_THE RECORDS_.
PR #285, opened 2024-06-18
Feat/deck scripts

boranfurkan:
- Description:
- ClickUp links: https://app.clickup.com/t/86bz6c4nm, https://app.clickup.com/t/86bz7cxrp

In this pr I have created deck scripts for creating both objective and subjective questions. Script creates number of users and make them answer the question randomly for subjective script. On the other hand, you can give extra paramater in the terminal to make  newly created users choose your answer.

### DIFF
--- a/package.json
+++ b/package.json
@@ -17,8 +17,8 @@
     "prisma:generate": "prisma generate",
     "postinstall": "prisma generate",
     "storybook": "storybook dev -p 6006",
-    "dev:subj-question": "ts-node scripts/CreateSubjectiveWithAnswers.ts first",
-    "dev:obj-question": "ts-node scripts/CreateObjectiveWithAnswers.ts first",
+    "dev:subj-question": "ts-node scripts/CreateSubjectiveWithAnswers.ts",
+    "dev:obj-question": "ts-node scripts/CreateObjectiveWithAnswers.ts",
     "build-storybook": "storybook build",
     "test": "jest --watch",
     "gh-test": "jest"
--- a/package.json
+++ b/package.json
@@ -17,7 +17,7 @@
     "prisma:generate": "prisma generate",
     "postinstall": "prisma generate",
     "storybook": "storybook dev -p 6006",
-    "dev:subj-question": "ts-node scripts/CreateSubjectiveWithAnswers.ts",
+    "dev:subj-question": "ts-node scripts/CreateSubjectiveWithAnswers.ts first",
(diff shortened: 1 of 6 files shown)


scripts/CreateObjectiveWithAnswers.ts
```diff
@@ -76,26 +76,47 @@ async function main() {
...
-        selected: true,
-        timeToAnswer: BigInt(Math.floor(Math.random() * 60000)), // Random time to answer within 60 seconds
-      },
-    });
+    for (const option of questionOptions) {
+      await prisma.questionAnswer.create({
+        data: {
+          userId: user.id,
+          questionOptionId: option.id,
+          percentage: Math.floor(Math.random() * 100),
```
marvinmarnold, line 96: The sum of percentages for a user's answer to a single question should add up to 100%. 

If yes is 75%, then the corresponding no response for the user should be 25%. This code gives a random value to both of the users answers.

marvinmarnold (changes requested):

scripts/CreateObjectiveWithAnswers.ts
boranfurkan: Oh fixing it asap. Thanks for letting me know

package.json
```diff
@@ -17,6 +17,8 @@
     "prisma:generate": "prisma generate",
     "postinstall": "prisma generate",
     "storybook": "storybook dev -p 6006",
+    "dev:subj-question": "ts-node scripts/CreateSubjectiveWithAnswers.ts first",
```
marvinmarnold, line 20: Can you remove 'first' from these commands so that we can run `yarn dev:subj-question second`. I realize I was the one who introduced this pattern, thanks for updating.

scripts/CreateObjectiveWithAnswers.ts
```diff
@@ -26,20 +28,18 @@ async function createUsers(count: number) {
...
       isActive: true,
       deckQuestions: {
         create: {
           question: {
             create: {
-              question: "Is the sky blue?",
+              question: tag + ": Is the sky blue?",
               type: QuestionType.BinaryQuestion,
               revealToken: Token.Bonk,
               revealTokenAmount: 100,
```
marvinmarnold, line 45: Github won't let me comment on the line I want to. But lines 50+51 are wrong. isCorrect should be based on optionToSelect, not hardcoded.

_PROBLEM DESCRIPTION_.
Wherever a line of the records above contains the string "CreateSubjectiveWithAnswers", copy that line out.

_RESULT_.
-    "dev:subj-question": "ts-node scripts/CreateSubjectiveWithAnswers.ts first",
+    "dev:subj-question": "ts-node scripts/CreateSubjectiveWithAnswers.ts",
-    "dev:subj-question": "ts-node scripts/CreateSubjectiveWithAnswers.ts",
+    "dev:subj-question": "ts-node scripts/CreateSubjectiveWithAnswers.ts first",
+    "dev:subj-question": "ts-node scripts/CreateSubjectiveWithAnswers.ts first",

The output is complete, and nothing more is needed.